# LanLan 2x2 mod.



## crazymanjimbo46 (May 15, 2010)

Just like a lot of other people I wanted more speed from my LanLan 2x2, I had a whole bunch of Eastsheen 2x2 parts laying around so I took the edges out and put them in instead of the LanLan edges. I feel a noticeable increase in speed.


----------



## Cyrus C. (May 15, 2010)

I'll try this. How do I get the edges out of my ES?


----------



## crazymanjimbo46 (May 16, 2010)

Mine was really loose so I could pop it with a pen. If you don't need the ES 2x2 anymore you can try cutting a big corner with it and it will prolly fall apart.


----------



## JeffDelucia (May 16, 2010)

The edges in the eastsheen are the same as the lanlan ones... The increase in speed was the difference between a broken in cubes and a not broken in cube.
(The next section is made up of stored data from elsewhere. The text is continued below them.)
PR #6332, opened 2025-07-13
fix: Fix a crash that would occur on exit if a ping sound played recently

pajlada:
Tested on:
 - Arch Linux (btw) with Pipewire
 - Windows 11 in a VM

Both no longer output "Audio thread did not stop within 1 second" on exit, which could crash things as we detached the thread.

### DIFF
--- a/src/controllers/sound/MiniaudioBackend.cpp
+++ b/src/controllers/sound/MiniaudioBackend.cpp
@@ -1,22 +1,17 @@
 #include "controllers/sound/MiniaudioBackend.hpp"
 
-#include "Application.hpp"
 #include "common/QLogging.hpp"
 #include "debug/Benchmark.hpp"
-#include "singletons/Paths.hpp"
-#include "singletons/Settings.hpp"
-#include "singletons/WindowManager.hpp"
+#include "util/QMagicEnum.hpp"
 #include "util/RenameThread.hpp"
-#include "widgets/Window.hpp"
 
-#include <boost/asio/executor_work_guard.hpp>
+#include <boost/asio.hpp>
 
 #define MINIAUDIO_IMPLEMENTATION
 #include <miniaudio.h>
 #include <QFile>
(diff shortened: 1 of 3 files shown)


src/controllers/sound/MiniaudioBackend.cpp
```diff
@@ -219,37 +220,43 @@ MiniaudioBackend::~MiniaudioBackend()
...
+        {
+            this->audioThread->join();
+            return;
+        }
 
-    qCWarning(chatterinoSound) << "Audio thread did not stop within 1 second";
-    this->audioThread->detach();
+        qCWarning(chatterinoSound)
+            << "Audio thread did not stop within 1 second";
+        this->audioThread->detach();
```
Nerixyz, line 238: Not from this PR, but this has the same use-after free issue as the other `detach` calls. If the audio thread resumes after the backend is destructed, it will read already free'd data (e.g. the io-context). The only safe thing we can do at this point is `std::terminate` (or we need to leak `this`).

pajlada: yeah that's the crash that occurred that led me to this fix. we detached, but the timer for stopping the sound engine was still running, which would sometimes segfault.

Operating systems like macOS have problematic behaviour when the app doesn't exit in a timely manner, where this maybe-can-crash behaviour is preferable to the OS itself force-killing Chatterino. We could ifdef it to macOS only, but this PR doesn't really change the detach behaviour of this or other controllers.

pajlada: Will do a follow-up PR and look into our usages of detach

pajlada:
image

src/controllers/sound/MiniaudioBackend.cpp
pajlada: https://github.com/Chatterino/chatterino2/pull/6333

PR #6334, opened 2025-07-13
fix: Re-set SVG renderer aspect ratio after load

pajlada:
The `QSvgRenderer::setAspectRatioMode` function only sets the aspect
ratio setting for the currently loaded SVG document.
https://github.com/qt/qtsvg/blob/29c3b512d9ca25941b18f7ee52ce8b80f003f3b4/src/svg/qsvgrenderer.cpp#L311-L320

When the theme changes, or we otherwise call load, this does not retain
our aspect ratio settings.
https://github.com/qt/qtsvg/blob/29c3b512d9ca25941b18f7ee52ce8b80f003f3b4/src/svg/qsvgrenderer.cpp#L412-L432

This means we need to ensure we re-set the SVG renderer's aspect ratio
after calling load.


pajlada:
image

PR #6335, opened 2025-07-13
fix: convert the Split Header "add split" button to an SVG

pajlada:
Dependant on https://github.com/Chatterino/chatterino2/pull/6334


Nerixyz:
Although I suggested it, I'm not sure if this is the way to go anymore - at least for these simple icons. If we drew these ourselves, they would probably look better. We could ensure that they line up with the pixel grid.

If you still want to go with this, I suggest matching the style we had before. That would mean the button doesn't have padding and a background:

```svg
<svg xmlns="http://www.w3.org/2000/svg" width="17" height="28" viewBox="0 0 17 28">
   <rect x="0" y="0" width="17" height="28" fill="#191919" opacity="0.7" />
   <rect x="3.5" y="13" width="10" height="1" fill="#c1c1c1" opacity="0.7" />
   <rect x="8" y="8.5" width="1" height="10" fill="#c1c1c1" opacity="0.7" />
</svg>
```

This will look sharp on 1x scale at a DPR of 1.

This mod is a waste of time just break in the lanlan.


----------



## crazymanjimbo46 (May 16, 2010)

JeffDelucia said:


> The edges in the eastsheen are the same as the lanlan ones... The increase in speed was the difference between a broken in cubes and a not broken in cube. This mod is a waste of time just break in the lanlan.



Actually I had done the same amount of solves on both.


----------



## Joseph Wong (Jan 6, 2013)

Are there any other mods?


----------